Na ocasião a prefeitura informou que foram compradas 1.053 pistolas calibre 9 mm para os guardas municipais. O armamento, de grosso calibre e potente precisão, é utilizado largamente pelas forças policiais e militares do Leste Europeu. Quem sabe que desse lote de armas saiu o tiro que matou Caio.

Militarização da Guarda e a criminalização da pobreza

A utilização das armas tchecas significou uma completa e perigosa militarização da Guarda Municipal de Curitiba, uma tendência crescente no país nos últimos anos. A GM de Curitiba é a primeira a utilizar abertamente armamento de guerra dentro do espaço urbano.

As teses de segurança pública da extrema direita defendem uma política de criminalização da pobreza e do extermínio dos “marginais” como uma forma necessária de combate à criminalidade. O populismo punitivista do encarceramento em massa é o discurso predominante no aparelho policial e de boa parte do Poder Judiciário.

A extrema direita promete para a sociedade uma política de segurança baseada no armamento individual para a classe média, o Bope e a milícia para “disciplinar” os pobres e a segurança particular especializada para os mais ricos.

Uma política excludente de segurança pública – com um sistema policial mais repressivo em ação ao lado de milícias particulares – é o modelo que já vem sendo instituído, na prática, em diversas regiões metropolitanas e nas fronteiras agrícolas e de extrativismo mineral no centro oeste e extremo norte do país.

A pauta da segurança pública e do combate eficaz ao crime organizado é complexa, de difícil resolução, mas as forças de esquerda e democráticas precisam enfrentar o tema com coragem, propor medidas e desmoralizar a narrativa demagógica do neofascismo.

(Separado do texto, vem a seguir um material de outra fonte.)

PR #1487, opened 2025-11-03
VPQ Dataset: write codes one word at a time during building

achirkin:
Improve the efficiency of `process_and_fill_codes_kernel` by writing the codes in larger chunks.


cjnolet (approved):

achirkin:
Moving this to draft: although the write efficiency improves by 2-5x according to the nsight profiler (less store instructions), the overall kernel runtime barely changes at all, because the bottleneck is data reading and ALU (encoding). So the value of the PR is in question.

aamijar:
Hi @achirkin, should we close this PR for now if we don't need it?

PR #1488, opened 2025-11-03
Decouple C++ library from C library

divyegala:
Currently, the C++ library needs C headers to build and be installed at runtime (as it was leaking those headers). This is unnecessary circular dependency and as the only C header needed by the C++ library was that of `cuvs/distance/distance.h`, it was easily resolved. As precedent has been set already, we declare an `enum` first in C++ and then create a duplicate of it in C, and cast between the two when calling the C++ API from the C API.

### DIFF
--- a/cpp/CMakeLists.txt
+++ b/cpp/CMakeLists.txt
@@ -754,8 +754,8 @@ target_compile_definitions(cuvs::cuvs INTERFACE $<$<BOOL:${CUVS_NVTX}>:NVTX_ENAB
 
     install(
       DIRECTORY ../c/include/cuvs/
-      component c_api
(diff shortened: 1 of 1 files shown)


c/src/neighbors/refine.cpp
```diff
@@ -11,6 +11,8 @@
 #include <raft/core/resources.hpp>
 
 #include <cuvs/core/c_api.h>
+#include <cuvs/distance/distance.h>
+#include <cuvs/distance/distance.hpp>
```
tarang-jain, line 15: Why exactly do we need both the headers here?

tarang-jain: Oh I think I understand what you are trying to do. Thanks!

tarang-jain (approved):

Issue #1447, opened 2025-10-21
`eigen_tol` parameter in spectral embedding


aamijar:
It can be useful to expose the `eigen_tol` parameter in spectral embedding, so that the user can tune the value based on their needs. sklearn also does this.

PR #1493, opened 2025-11-04
eigen `tolerance` option Spectral Embedding

aamijar:
Resolves https://github.com/rapidsai/cuvs/issues/1447

This PR exposes the `tolerance` parameter so that users can set it according to their needs in Spectral Embedding and Spectral Clustering.
We will be able to expose this option on the cuml estimator side as well.

### DIFF
--- a/cpp/src/preprocessing/spectral/detail/spectral_embedding.cuh
+++ b/cpp/src/preprocessing/spectral/detail/spectral_embedding.cuh
@@ -100,7 +100,7 @@ void compute_eigenpairs(raft::resources const& handle,
   config.n_components   = spectral_embedding_config.n_components;
   config.max_iterations = 10 * n_samples;
   config.ncv            = std::min(n_samples, std::max(2 * config.n_components + 1, 20));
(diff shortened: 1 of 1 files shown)


cpp/include/cuvs/preprocessing/spectral_embedding.hpp
```diff
@@ -45,6 +45,14 @@ struct params {
    */
   bool drop_first;
 
+  /**
+   * @brief Tolerance for the eigenvalue solver.
+   *
+   * The tolerance for the eigenvalue solver. This is used to determine
+   * when to stop the eigenvalue solver.
+   */
+  float eigen_tolerance{1e-5f};
```
cjnolet: Nitpick: Can we just calling this "tolerance" or "eps"?

aamijar: Addressed in https://github.com/rapidsai/cuvs/pull/1493/commits/07262d2294735a0f0815fa358058b4f9ec6b7702

PR #1494, opened 2025-11-04
Introduce `libcuvs-headers` and `libcuvs-static` CMake components and conda packages

divyegala:
The PR adds a new target `cuvs-cpp-headers` that is part of the main `cuvs-exports` set. It also separates out `cuvs_static` as its own optional component.

Two new conda packages are added to reflect the aforementioned changes, namely `libcuvs-headers` and `libcuvs-static`.

### DIFF
--- a/cpp/cmake/modules/generate_cuvs_export.cmake
+++ b/cpp/cmake/modules/generate_cuvs_export.cmake
@@ -31,8 +31,9 @@ function(generate_cuvs_export)
       [=[
 
   set(_cuvs_implicit_comp_names cuvs_cpp_headers cuvs_shared cuvs_static)
-  foreach(_cuvs_comp IN LISTS _cuvs_implicit_comp_names)
-    if(NOT TARGET cuvs::${_cuvs_comp})
+  set(_cuvs_implicit_target_names cuvs_cpp_headers cuvs cuvs_static)
+  foreach(_cuvs_comp _cuvs_target IN ZIP_LISTS _cuvs_implicit_comp_names _cuvs_implicit_target_names)
+    if(NOT TARGET cuvs::${_cuvs_target})
       file(GLOB cuvs_component_dep_files LIST_DIRECTORIES FALSE
             "${CMAKE_CURRENT_LIST_DIR}/cuvs-${_cuvs_comp}*-dependencies.cmake")
       foreach(f IN LISTS  cuvs_component_dep_files)


robertmaynard (commented):
Working through the testing the changes locally, my biggest thought so far is that we can't have an option to disable the headers install. They are a required component if we are providing the shared or static version of libcuvs.so

divyegala:
@robertmaynard that makes sense, I did not like introducing that option either.

The other problem (maybe okay for this release) is that we'll need a separate target for the C library if we want to build only once and ship the C++ shared and static libraries separately. As it stands currently, I believe the C library can only link to the C++ shared library.

robertmaynard:
> The other problem (maybe okay for this release) is that we'll need a separate target for the C library if we want to build only once and ship the C++ shared and static libraries separately. As it stands currently, I believe the C library can only link to the C++ shared library.

Yeah for the conda / wheel packages the C library will need a dependency on the shared library. For things like java builds and the prebuilt tarball the C library links against the static version ( https://github.com/rapidsai/cuvs/pull/1524 ).

c/CMakeLists.txt
```diff
@@ -158,30 +162,15 @@ if(PROJECT_IS_TOP_LEVEL)
...
   # Add CUDAToolkit as an export dependency
-  rapids_export_package(INSTALL CUDAToolkit cuvs-c-exports)
-  rapids_export_package(BUILD CUDAToolkit cuvs-c-exports)
+  rapids_export_package(INSTALL CUDAToolkit cuvs-exports)
+  rapids_export_package(BUILD CUDAToolkit cuvs-exports)
 
   install(
     TARGETS cuvs_c
     DESTINATION ${lib_dir}
     COMPONENT cuvs_c
```
divyegala: Is the COMPONENT name mismatch intentional? The cpp CMakeLists.txt installs this with COMPONENT name `c_api`

conda/recipes/libcuvs/recipe.yaml
```diff
@@ -145,6 +145,7 @@ outputs:
       script:
         content: |
           cmake --install cpp/build --component cuvs
```
divyegala, line 147: This is not a component anymore, right? `cuvs_shared` should install the `cuvs` target?

cpp/CMakeLists.txt
```diff
@@ -212,17 +208,15 @@ endif()
...
-  if(INSTALL_CPP_HEADERS)
-    add_library(cuvs_cpp_headers INTERFACE)
-    add_library(cuvs::cuvs_cpp_headers ALIAS cuvs_cpp_headers)
-    target_include_directories(
-      cuvs_cpp_headers
-      INTERFACE "$<BUILD_INTERFACE:${CMAKE_CURRENT_SOURCE_DIR}/include>"
-                "$<BUILD_INTERFACE:${CMAKE_CURRENT_BINARY_DIR}/include>"
-                "$<INSTALL_INTERFACE:include>"
-    )
-    target_link_libraries(cuvs_cpp_headers INTERFACE raft::raft rmm::rmm)
```
divyegala: Why did you remove these links? We leak rmm and raft from cuvs headers.

c/CMakeLists.txt
robertmaynard: That was an oversight, corrected.

conda/recipes/libcuvs/recipe.yaml
robertmaynard: The `cuvs-config.cmake` and other support CMake files are still in the `cuvs` target. This is due to allow us to support generating installs that don't have a `cuvs_shared`

cpp/CMakeLists.txt
robertmaynard: An oversight since each target that consumes `cuvs_cpp_headers` also links to raft and rmm as well.

robertmaynard:
Realized I need to also make `cuvs::cuvs_static` also be automatically imported when it exists. Adding that now

robertmaynard:
> Realized I need to also make `cuvs::cuvs_static` also be automatically imported when it exists. Adding that now

Addressed in the latest commit

conda/recipes/libcuvs/recipe.yaml
```diff
@@ -78,6 +78,61 @@ cache:
           - mkl-devel =2023
 
 outputs:
+  - package:
+      name: libcuvs-headers
```
bdice, line 82: This is very close to what we would want in a `-dev` package but perhaps reversed -- where `libcuvs` would be only runtime libs while `libcuvs-dev` would be runtime libs plus headers. See proposal in https://github.com/rapidsai/build-planning/issues/46.

What is our main goal in splitting out the headers? I am curious if that approach for `-dev` packages still makes sense or not. It might be different in a world with JIT where runtime always requires headers.

robertmaynard: We need the headers for both the cuvs and cuvs-static packages to work in a `-dev` sense, but don't want to have two conda packages that clobber the same headers so that is why they are in `cpp-headers`.

The extra complexity is that I am also planning for splitting out the `C` API from the libcuvs conda package. That would allow us to have `libcuvs-c-dev` which only installs the `libcuvs.so`, `libcuvs_c.so` and the `C` headers

>  In most cases, ${lib}-dev will likely just be a metapackage that pulls in ${lib} and ${lib}-headers

It looks like we match the proposal in 46

bdice (approved):

robertmaynard (approved):

gforsyth:
Run dependencies for the two new `conda` packages look good:

```
 │ │ Finalized run dependencies (libcuvs-headers-25.12.00a148-cuda13_251124_6f21d3b8):
 │ │ ╭──────────────────┬────────────────────────────────────────────────────────╮
 │ │ │ Name             ┆ Spec                                                   │
 │ │ ╞══════════════════╪════════════════════════════════════════════════════════╡
 │ │ │ Run dependencies ┆                                                        │
 │ │ │ cuda-version     ┆ >=13,<14.0a0 (PC)                                      │
 │ │ │ libraft-headers  ┆ 25.12.*                                                │
 │ │ │ librmm           ┆ 25.12.*                                                │
 │ │ │ nccl             ┆                                                        │
 │ │ │ cuda-cudart      ┆                                                        │
 │ │ │ libcublas        ┆                                                        │
 │ │ │ libcurand        ┆                                                        │
 │ │ │ libcusolver      ┆                                                        │
 │ │ │ libcusparse      ┆                                                        │
 │ │ │ __glibc          ┆ >=2.28,<3.0.a0 (RE of [build: sysroot_linux-64])       │
 │ │ │ __glibc          ┆ >=2.28,<3.0.a0 (RE of [cache-build: sysroot_linux-64]) │
 │ │ │ libgcc           ┆ >=14 (RE of [cache-build: gcc_linux-64])               │
 │ │ │ libstdcxx        ┆ >=14 (RE of [cache-build: gxx_linux-64])               │
 │ │ │ libgcc           ┆ >=14 (RE of [cache-build: gxx_linux-64])               │
 │ │ ╰──────────────────┴────────────────────────────────────────────────────────╯
```

```
 │ │ Finalized run dependencies (libcuvs-static-25.12.00a148-cuda13_251124_6f21d3b8):
 │ │ ╭──────────────────┬────────────────────────────────────────────────────────╮
 │ │ │ Name             ┆ Spec                                                   │
 │ │ ╞══════════════════╪════════════════════════════════════════════════════════╡
 │ │ │ Run dependencies ┆                                                        │
 │ │ │ cuda-version     ┆ >=13,<14.0a0 (PC)                                      │
 │ │ │ libcuvs-headers  ┆ ==25.12.0a148 cuda13_251124_6f21d3b8 (PS)              │
 │ │ │ libraft-headers  ┆ 25.12.*                                                │
 │ │ │ librmm           ┆ 25.12.*                                                │
 │ │ │ nccl             ┆                                                        │
 │ │ │ cuda-cudart      ┆                                                        │
 │ │ │ libcublas        ┆                                                        │
 │ │ │ libcurand        ┆                                                        │
 │ │ │ libcusolver      ┆                                                        │
 │ │ │ libcusparse      ┆                                                        │
 │ │ │ __glibc          ┆ >=2.28,<3.0.a0 (RE of [build: sysroot_linux-64])       │
 │ │ │ libstdcxx        ┆ >=14 (RE of [cache-build: gxx_linux-64])               │
 │ │ │ libgcc           ┆ >=14 (RE of [cache-build: gxx_linux-64])               │
 │ │ │ libgcc           ┆ >=14 (RE of [cache-build: gcc_linux-64])               │
 │ │ │ __glibc          ┆ >=2.28,<3.0.a0 (RE of [cache-build: sysroot_linux-64]) │
 │ │ ╰──────────────────┴────────────────────────────────────────────────────────╯
```

PR #1496, opened 2025-11-05
Add filter for cagra::merge

benfred:
Add an optional filter argument to cagra::merge, so that we can compact the index to remove deleted items when merging.

Also remove the 'LOGICAL_MERGE' strategy from the `cagra::merge` api, since this is only supported with the composite merge api. (The `cagra::merge` function ignore this value if set, and only does a logical merge).


cpp/include/cuvs/neighbors/cagra_index_wrapper.hpp
```diff
@@ -12,11 +23,43 @@
...
+   * @brief Constructs merge parameters with given index parameters.
+   * @param params Parameters for creating the output index.
+   */
+  explicit merge_params(const cagra::index_params& params) : output_index_params(params) {}
+
+  /// Parameters for creating the output index.
+  cagra::index_params output_index_params;
+
+  /// Strategy for merging. Defaults to `MergeStrategy::MERGE_STRATEGY_PHYSICAL`.
+  cuvs::neighbors::MergeStrategy merge_strategy =
```
cjnolet, line 41: Should we just remove the merge params altogether? I don't know if we need them anymore. Maybe we do- that's why I'm asking. Might help to think forward to when we have a SMART merge option (maye you've thought of this already). But maybe we don't need a "merge strategy" for that? Maybe we just have a flag or parameter for "rebuild" vs "combine"?

c/src/neighbors/cagra.cpp
```diff
@@ -669,16 +633,16 @@ extern "C" cuvsError_t cuvsCagraMerge(cuvsResources_t res,
...
     } else if (dtype.code == kDLFloat && dtype.bits == 16) {
       output_index->addr =
-        reinterpret_cast<uintptr_t>(_merge<half>(res, *params, indices, num_indices));
+        reinterpret_cast<uintptr_t>(_merge<half>(res, *params, indices, num_indices, filter));
     } else if (dtype.code == kDLInt && dtype.bits == 8) {
       output_index->addr =
-        reinterpret_cast<uintptr_t>(_merge<int8_t>(res, *params, indices, num_indices));
+        reinterpret_cast<uintptr_t>(_merge<int8_t>(res, *params, indices, num_indices, filter));
     } else if (dtype.code == kDLUInt && dtype.bits == 8) {
       output_index->addr =
```
cjnolet, line 723: Ah- I was trying to figure out how you were going to support allowing a user to pass in the "index" to populate in the C layer while only have the option to return a newly created index in the C++ layer. Not opposed to this solution at all. Just good that we're not doing a copy!

cpp/src/neighbors/detail/cagra/cagra_merge.cuh
```diff
@@ -84,29 +96,74 @@ index<T, IdxT> merge(raft::resources const& handle,
...
+        cagra::build(handle, params, raft::make_const_mdspan(filtered_dataset.view()));
+      if (!merged_index.data().is_owning() && params.attach_dataset_on_build) {
+        using matrix_t           = decltype(updated_dataset);
+        using layout_t           = typename matrix_t::layout_type;
+        using container_policy_t = typename matrix_t::container_policy_type;
+        using owning_t           = owning_dataset<T, int64_t, layout_t, container_policy_t>;
+        auto out_layout          = raft::make_strided_layout(filtered_dataset.view().extents(),
+                                                    std::array<int64_t, 2>{stride, 1});
+
+        merged_index.update_dataset(handle, owning_t{std::move(filtered_dataset), out_layout});
```
cjnolet, line 130: We really need to prioritize having the indexes all accept "Dataset" instead of mdspans. This is going to get out of control :-(

cpp/include/cuvs/neighbors/cagra_index_wrapper.hpp
```diff
@@ -12,11 +23,43 @@
 namespace cuvs::neighbors::cagra {
 template <typename T, typename IdxT>
 struct index;
-struct merge_params;
+struct index_params;
```
cjnolet, line 15: These include files have gotten super lightweight now that they are only including prototypes and declarations. I'm not a huge fan of all of the CAGRA headers we're creating. Can we just consolidate this into the main header? 

Also- for some reason, we have a header for `cagra_optimize.hpp` and I think this was a misunderstanding. Would you be able to copy that into the main cagra.hpp in this PR? It should be a straightforward copy/paste... just trying to keep the number of headers manageable. The whole benefit to no longer being header only is that the headers are super super lightweight.

cpp/tests/neighbors/ann_cagra.cuh
```diff
@@ -943,6 +943,242 @@ class AnnCagraFilterTest : public ::testing::TestWithParam<AnnCagraInputs> {
...
+      EXPECT_TRUE(eval_neighbours(indices_naive,
+                                  indices_Cagra,
+                                  distances_naive,
+                                  distances_Cagra,
+                                  ps.n_queries,
+                                  ps.k,
+                                  0.006,
+                                  min_recall));
+
+      /* TODO: eval_distances doesn't work, potentially because of id translation mismatch
```
benfred, line 1150: fwiw, This needs either fixed (by adding id translations) - or removed before this PR should be merged

cjnolet (approved):

robertmaynard:
@benfred We are going to have to open a new PR and introduce `cuvsCagraMerge_v2` with this new signature as this breaks ABI between 26.02 and 26.04

benfred:
@robertmaynard this change is in 26.02 - I messed up the merge on this pr, but we merged into 26.02 with #1755

robertmaynard:
> @robertmaynard this change is in 26.02 - I messed up the merge on this pr, but we merged into 26.02 with #1755

@benfred That is great news! Thanks

PR #1504, opened 2025-11-06
Deduplicate `KMeans` instantiations

### LINKED ISSUE #1514: Remove kernel duplication in KMeans
Some kernels related to `kmeans` are used internally several times while others in `kmeans_balanced` are instantiated again by CAGRA/IVF-PQ/SCANN.

divyegala:
Closes #1514 

CUDA 13 binary size from 464 MB to 437 MB.
CUDA 12 binary size from 1165 MB to 1102 MB.


cpp/src/cluster/kmeans.cuh
```diff
@@ -1,11 +1,10 @@
 /*
- * SPDX-FileCopyrightText: Copyright (c) 2020-2024, NVIDIA CORPORATION.
+ * SPDX-FileCopyrightText: Copyright (c) 2020-2025, NVIDIA CORPORATION.
  * SPDX-License-Identifier: Apache-2.0
- */
+ */ \
```
lowener:
```suggestion
 */
```

cpp/include/cuvs/cluster/kmeans.hpp
lowener, line 1: Add `fit_predict` for the new data type half and uint8

cpp/include/cuvs/cluster/kmeans.hpp
```diff
@@ -819,6 +887,138 @@ void predict(const raft::resources& handle,
...
+ *   cuvs::cluster::kmeans::balanced_params params;
+ *   int64_t n_features = 15, n_clusters = 8;
+ *   auto centroids = raft::make_device_matrix<float, int64_t>(handle, n_clusters, n_features);
+ *
+ *   kmeans::fit(handle,
+ *               params,
+ *               X,
+ *               centroids.view());
+ *   ...
+ *   auto labels = raft::make_device_vector<int, int64_t>(handle, X.extent(0));
```
lowener:
```suggestion
 *   auto labels = raft::make_device_vector<uint32_t, int64_t>(handle, X.extent(0));
```
This fix should be applied to all the `predict()` examples probably. `@copydoc` should also be considered to simplify this header file, but I don't know if it will be compatible with having two different `fit()` functions, for kmeans and kmeans_balanced

cpp/include/cuvs/cluster/kmeans.hpp
divyegala: Actually, I'd prefer to move away from `fit_predict` conventions entirely. It's really syntactic sugar and a scikit-learn convention. Users can explicitly call `fit` then `predict` if they so desire.

cjnolet: Is there a perf implication to this? Usually if we know the user is interested in fitting for intention of prediction, we've already done the calculation for the prediction so that should be a no-op. If that's not the case, we need to revisit this, because that means we're missing out some perf gains. Cluster assignment can be more expensive than training in many scenarios.

divyegala: As of now, there's no shared state between fit and predict. fit_predict was just calling into the individual functions.

cjnolet (approved):

PR #1505, opened 2025-11-06
Remove duplicate VPQ code of scann

lowener:
Scann is using `process_and_fill_codes_subspaces` but this code is already present in `vpq_dataset.cuh`.
The code in `vpq_dataset.cuh` is more recent because it supports batching.
This PR removes the duplicated code.


lowener:
Instead of creating this independant compilation unit, we can use the PQ public API I am preparing in #1278 
Created #1575 to track that

PR #240, opened 2016-05-12
fixes #4918 - add realm commands to hammer

stbenjam:


stbenjam:
[test]

test/unit/realm_test.rb
```diff
@@ -0,0 +1,87 @@
...
+    end
+
+  end
+
+  context "CreateCommand" do
+
+    let(:cmd) { HammerCLIForeman::Realm::CreateCommand.new("", ctx) }
+
+    context "parameters" do
+      it_should_accept "name, type, proxy", ["--name=realm", "--realm-type=FreeIPA", "--realm-proxy-id=1"]
```
akofink: This should not only accept these parameters but also require them, right? Perhaps writing a test which asserts failure when these options aren't specified would exercise this behavior.

akofink:
The functionality implemented works for me. The tests make sense and pass locally.

Do you think it would be wise to test that the proper API endpoints are being called?

stbenjam:
> Do you think it would be wise to test that the proper API endpoints are being called? 

Is there an example in here?  This PR is literally a cut and paste job from the `domain` commands

akofink:
Yes. They're usually in the functional tests, such as [hosts](https://github.com/theforeman/hammer-cli-foreman/blob/master/test/functional/host_test.rb).

stbenjam:
That seems rather overkill, it's not done for domains, and realms is basically the same.  I would prefer this get into hammer as it's been lacking for some time.  The functionality works and it's tested like everything else is.

lib/hammer_cli_foreman/realm.rb
```diff
@@ -0,0 +1,53 @@
...
+        HammerCLIForeman::References.taxonomies(self)
+        HammerCLIForeman::References.timestamps(self)
+      end
+
+      build_options
+    end
+
+
+    class CreateCommand < HammerCLIForeman::CreateCommand
+      success_message _("Realm [%{name}] created")
```
stbenjam: It is in brackets for domains

test/unit/realm_test.rb
stbenjam: These kinsd of tests are commented out in the others because they don't work, for example, see the user_test: https://github.com/theforeman/hammer-cli-foreman/blob/master/test/unit/user_test.rb#L58-L62

lib/hammer_cli_foreman/realm.rb
```diff
@@ -0,0 +1,53 @@
...
+        field :name, _("Name")
+      end
+
+      build_options
+    end
+
+
+    class InfoCommand < HammerCLIForeman::InfoCommand
+      output ListCommand.output_definition do
+        field :realm_proxy_id, _("Realm proxy id")
```
tstrachota: Just one nitpick: I haven't tested the API, but if it returns `realm_proxy_name` too, it would be good to use
```ruby
field nil, _("Realm Proxy"), Fields::SingleReference, :key => :realm_proxy
```
instead, to show name by default and id when user asks for it (`--show-ids`).

tstrachota: I checked the api and proxy name isn't contained in the show reply at the moment. Disregard my previous post.

mbacovsky:
:+1: Thanks to all involved!

PR #241, opened 2016-05-19
Removing wrong colons from host create docs

tstrachota:


mbacovsky:
:+1:  LGTM, thanks @tstrachota  :scroll:

PR #243, opened 2016-06-06
Fixes #15257 - let print adapters decide whether to paginate

tstrachota:
Requires https://github.com/theforeman/hammer-cli/pull/208


lib/hammer_cli_foreman/commands.rb
```diff
@@ -328,7 +328,9 @@ def pagination_supported?
     end
 
     def should_retrieve_all?
-      pagination_supported? && option_per_page.nil? && option_page.nil? && HammerCLI::Settings.get(:ui, :per_page).nil?
+      retrieve_all = (pagination_supported? && option_per_page.nil? && option_page.nil?)
+      retrieve_all = (retrieve_all && HammerCLI::Settings.get(:ui, :per_page).nil?) if output.adapter.paginate_by_default?
```
akofink: Just a style thing - it could be shortened to:

```ruby
retrieve_all &&= HammerCLI::Settings.get(:ui, :per_page).nil? if output.adapter.paginate_by_default?
```

akofink:
While we're here, do you think 1000 is a good buffer size for any table? https://github.com/theforeman/hammer-cli-foreman/blob/master/lib/hammer_cli_foreman/commands.rb#L272

test/unit/commands_test.rb
```diff
@@ -194,3 +194,87 @@ class TestList < HammerCLIForeman::ListCommand
...
+  end
+
+  def build_items(cnt)
+    (1..cnt).map do |i|
+      {:id => i, :name => "Item #{i}"}
+    end
+  end
+
+  def expect_paged_call(page, per_page, item_cnt)
+    api_expects(:domains, :index, "List records page #{page}") do |par|
```
akofink: All of our other tests which hit the stubbed API are considered functional tests because they test behavior with respect to the API. Usually unit tests test a single method without exercising any of its interfaces. Could you please justify why you've placed this in the unit tests directory?

mbacovsky: I don't have strong preference here but I won't mind leaving it in unit tests as it is tested on abstract command that is not exposed to the user.

mbacovsky:
I liked it @tstrachota, thanks for the tests.
:+1: from me when @akofink is happy with it.

tstrachota:
@akofink regarding the buffer size, you're right that one number probably won't fit all tables, but I'd solve it as a separate issue based on statistics from real world usage rather than guessing the numbers now.

test/unit/commands_test.rb
tstrachota: I was actually hesitating where to put it, but chose unit tests in the end for the reason @mbacovsky mentioned - it's testing behaviour aspect of an abstract command the users don't know about (also without checking what's being printed to the output).
I'm ok to move it if you think it's wrong. In fact, I don't care too much about where the tests are placed as long as they exist ;-)

lib/hammer_cli_foreman/commands.rb
tstrachota: Nice, updated

tstrachota:
@akofink @mbacovsky thanks for the comments! Updated, some replies inline.

tstrachota:
[test]

mbacovsky:
[test]

test/unit/commands_test.rb
akofink: @tstrachota I'd still call them functional because HammerCLIKatello and other libraries use this abstract class. I mostly noticed the test location because you had to move the API expectation helpers out of the `test/functional/test_helper.rb`. Also, what about the [ListCommand tests that already exist](https://github.com/theforeman/hammer-cli-foreman/blob/master/test/functional/commands/list_test.rb)? It's no show stopper for me, though, if you all agree that they're better classified as unit tests.

mbacovsky:
@tstrachota it seems that recent changes in validators https://github.com/theforeman/hammer-cli/pull/207 changed the output message used and it seems it is the reason the tests fail here.

tstrachota:
[test]

tstrachota:
@mbacovsky a fix has been merged so the tests are green now. I'm going to move the tests and then we can hopefully merge and release 0.7

tstrachota:
@mbacovsky @akofink I moved the tests into functional and merged them with the existing ones. Unfortunately it was extremely slow to check output of the command that printed thousands of records, so I decided to keep those two things separate as "api interaction" and "pagination output".

akofink:
LGTM! ACK

tstrachota:
Thank you, merged

PR #245, opened 2016-06-14
Fixes #15415 - Use master branch for hammer_cli...

akofink:
Use the master branch for hammer_cli in development and test

This would facilitate testing when dependent changes to hammer_cli are made.

### DIFF
--- a/Gemfile
+++ b/Gemfile
@@ -14,6 +14,10 @@ group :test do
   gem 'ci_reporter', '>= 1.6.3', "< 2.0.0", :require => false
 end
 
+group :development, :test do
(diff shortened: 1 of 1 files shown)


akofink:
Jenkins config needs to be altered to not add hammer_cli in the Gemfile.local

tstrachota:
@akofink can't we just use `Gemfile.local.rb`? See https://github.com/theforeman/hammer-cli-foreman/blob/master/Gemfile#L18-L21 for details.

I don't like the idea of hardcoding the source (even for dev and test environment).

PR #246, opened 2016-06-16
Fixes #15433 - Update documented test data path

akofink:


mbacovsky:
@akofink, thanks for keeping our docs up to date! :beer: 
:+1:

PR #251, opened 2016-07-26
Fixes #15833 - add filtering by env to smart class parameter id resolver

mbacovsky:
When there is the same class imported from multiple environments
its parameters are listed for each of the respective environments.
This patch is adding filtering by --environemnt-id (--environment)
to sc-param update and info commands.


lfisher47:
Adding environment filter solves the problem, but does it really make sense when the smart class lists are not distinct per environment?  Can I really set a default for one environment and not set it for another?

mbacovsky:
@lfisher47, you are right. After looking more deeper into how params work I'm going to address this on the API level.

PR #253, opened 2016-08-05
Fixes #15990 - Hostgroup info should show cv and lifecycle-env

ranjan:


ranjan:
[test] failure looks unrelated to the change

tstrachota:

Questões como a defesa intransigente dos direitos humanos, a reforma do sistema penal, o fim da política de encarceramento em massa, a descriminalização das drogas, o combate duro aos partidos do crime e aos milicianos, mais investimentos sociais nas comunidades pobres, a reformulação da doutrina das forças de segurança e o papel de cada ente da federação são alguns dos desafios para um debate sobre uma nova política de segurança pública.

Oxalá que o governo Lula III reúna as condições políticas para criar um Sistema Único de Segurança Pública (SUSP), indicando uma nova rota no enfrentamento desta questão crucial, inadiável.

*Milton Alves é jornalista e colabora em diversas mídias progressistas e de esquerda. É o autor dos livros ‘A Política Além da Notícia e a Guerra Declarada Contra Lula e o PT’ (2019), ‘A Saída é pela Esquerda’ (2020), ‘Lava Jato, uma conspiração contra o Brasil’ (2021) e de ‘Brasil Sem Máscara – o governo Bolsonaro e a destruição do país‘ (2022) — todos pela Kotter Editorial. É militante do Partido dos Trabalhadores (PT), em Curitiba.